PR #1154, opened 2017-10-02
tcknormalise: skip vertices if outside warp

jdtournier:
This occurs when streamlines venture outside the deformation field, and
causes additional empty streamlines to show up in output. As discussed in
http://community.mrtrix.org/t/bug-in-tcknormalise-when-using-warpcorrect/1175
and #1131.


Lestropie:
More changes to come here as discussed in #1131, specifically [this comment](https://github.com/MRtrix3/mrtrix3/pull/1131#issuecomment-333979607). I reckon the combination of skipping vertices outside the warp, and being able to write empty streamlines to file if they exist entirely outside the warp, should be satisfactory and not introduce too much additional complexity. I will however need to do a bit of a code search: I believe I may have used sending empty `Streamline<>`'s to the track file writer in order to influence the `total_count` field, whereas the change described in the linked comment would instead result in empty streamlines being written.

PR #1070, opened 2017-07-25
5ttgen fsl: Fixes

Lestropie:
- Disable boundary correction in FSL FIRST, since it not only does not influence the estimated surface meshes and hence the output of `5ttgen fsl`, but may also erroneously alter the name of the combined output image that is used to detect success or failure of the segmentation.
- Add missing "`from mrtrix3 import path`" call.
- In `mesh2pve`, ensure that the output image is floating-point.

Closes #1068.

PR #1155, opened 2017-10-03
fsl.checkFirst() function

### LINKED ISSUE #1124: 5ttgen fsl: More changes to FIRST error detection
As discussed in #1070 after the relevant merge.

A local user managed to produce this same fault in a one-off, but it did not reproduce when we tried again... will find out soon enough if repeatedly running the script overnight can reproduce the same fault, but this time with more information for me to extract after the fact.

It appears that in some instances, the file `first_all_none_firstseg.nii.gz` is not produced, despite `.vtk` files being successfully produced for all structures of interest. In this particular case, one of the jobs generated a vector bounds checking segfault, such that the corresponding mask image was not generated, but it did successfully create the mesh file before that point. Therefore, in the post-execution script, when these mask images are combined together into a single volume, this one image was missing and therefore the `fslmerge` command failed.

I think the solution is going to have to be:

- If not using SGE, check for the presence of all `.vtk` files, and generate an appropriate error if any one file is missing.

- If using SGE, a modified `file.waitFor()` function will need to wait based on a *list* of expected files, preferably updating the terminal text as new files appear. This way if a single segmentation fails, the user will still be left with an error along the lines of "waiting for files (9 of 10 detected)".

Should also move this functionality to `lib/mrtrix3/fsl.py` as much as possible, so that `5ttgen fsl` and `labelsgmfix` can use the same code.

Lestropie:
Closes #1124. 

Related to discussion in #1070.

Discussed in [this](http://community.mrtrix.org/t/5ttgen-waiitng-for-creation-of-new-file/1044) forum thread (and others...).

The latest issue in this ongoing saga was that I tried to use the presence of one of FIRST's summary output images as a proxy for detecting overall FIRST success (& hence possibility for the script to continue). However in some instances, creation of this image would fail, and/or its path would not be consistent with the `FSLOUTPUTTYPE` environment variable, yet all of the requisite `.vtk` files were present and hence the `5ttgen fsl` script could theoretically progress.

Therefore, in this alternative solution I expand the `file.waitFor()` function to be able to wait for a *list* of files, rather than just one; and use it to look for just the `.vtk` files that will be subsequently read by `5ttgen fsl`. If not all files are immediately present in an SGE-enabled environment, the user will get a progress bar, with the progress percentage showing what fraction of files have been created. In the absence of SGE, the error message will report how many of those requisite files were created. The `FSLOUTPUTTYPE` non-conformity issue is bypassed, since only the `.vtk` files are tested, not any derived images.

This segment has always been difficult to test, so don't really expect others to test it thoroughly. Instead I'll demonstrate what I did:
```
  run.command(first_cmd + ' -s ' + ','.join(structure_map.keys()) + ' -i T1.nii' + first_input_is_brain_extracted + ' -o first')
+ os.environ['SGE_ROOT'] = 'NULL'
+ shutil.move('first-L_Accu_first.vtk', 'first-L_Accu_first_moved.vtk')
  fsl.checkFirst('first', structure_map.keys())
```
*added lines prepended with "+"*

This would execute `run_first_all` as normal, but then engage the SGE branch of `fsl.checkFirst()`. As expected, I get a progress bar saying 90% of files are present; if I then (in another terminal) move that file back to its intended location, the script eventually detects its presence and proceeds. If the `os.environ` line is erased, the script appropriately errors out, reporting that only 9 of 10 structures were segmented successfully.

Would like to merge this to `master`, since it's an ongoing stumbling block in processing for many people but doesn't influence analysis results. I'm confident that this solution is better than the existing code, but do appreciate that it's a difficult one to assess / review / test.


jdtournier:
While this is fresh in my mind: can we add an option to disable SGE altogether in the script? Having looked at the problem reported [here ](http://community.mrtrix.org/t/5ttgen-waiitng-for-creation-of-new-file/1044/15?u=jdtournier) with Vasiliki, it's clear that trying to run `5ttgen` (and `labelsgmfix` for that matter) over a cohort via an SGE script causes all kinds of issues, since `run_first_all` then decides to also submit its own jobs via SGE - so you get an explosion in the number of jobs, or the cluster's policies catch this and kill your command (in our case, it just killed `run_first_all`)... 

It's a simply fix to add `unset SGE_ROOT` within the SGE job script to prevent any commands within the script from using SGE (I'm surprised SGE doesn't do this automatically, to be honest), but it would be easier still if this was handled transparently. [SGE-capable environments](https://docs.oracle.com/cd/E19957-01/820-0699/chp4-21/index.html) have the `SGE_ROOT` variable set, so we can use that both to detect when problems are likely to arise, and to prevent sub-tasks from running under SGE by unsetting that variable. Also, jobs running under SGE will have the `JOB_ID` variable set, so we could at script invocation immediately detect whether our top-level script (i.e. `5ttgen`, etc) was invoked directly on the head node (in which case it's OK to allow `run_first_all` to use SGE), or indirectly as part of an SGE task (in which case we _don't_ want any further SGE calls). 

So that might look like:
```python
if os.environ.get("SGE_ROOT") and os.environ.get("JOB_ID"):
  del os.environ["SGE_ROOT"]
```
I _think_ this last line unsets the variable for child processes too, which is what we'd be after...

Note this won't solve the problem of detecting when `run_first_all` has completed following a direct invocation in an SGE-capable environment - but it might alleviate a few related headaches...

Lestropie:
> ... or the cluster's policies catch this and kill your command (in our case, it just killed `run_first_all`)...

OK, I hadn't fully decoded Vasiliki's comment to understand that one. If that's the case, then yes absolutely, disabling nested SGE calls makes sense. If the change you propose doesn't propagate to child processes, it shouldn't be too hard to make the requisite change at the `run` module initialization instead, and pass that environment to `subprocess`. I didn't want to disable SGE globally since I'd like for the script libraries to be more widely applicable; I did disable it at one point in `5ttgen fsl` / `labelsgmfix` but then people complain that it's not running as fast as it should :-/

Lestropie:
[bump](http://community.mrtrix.org/t/problem-using-labelsgmfix-command/1373)

Lestropie:
[bump again](http://community.mrtrix.org/t/5ttgen-fsl-error/1379)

# # #

INSTRUCTIONS TO FOLLOW
Every line above holding the string "tcknormalise" should be listed.

EXERCISE OUTPUT
tcknormalise: skip vertices if outside warp
http://community.mrtrix.org/t/bug-in-tcknormalise-when-using-warpcorrect/1175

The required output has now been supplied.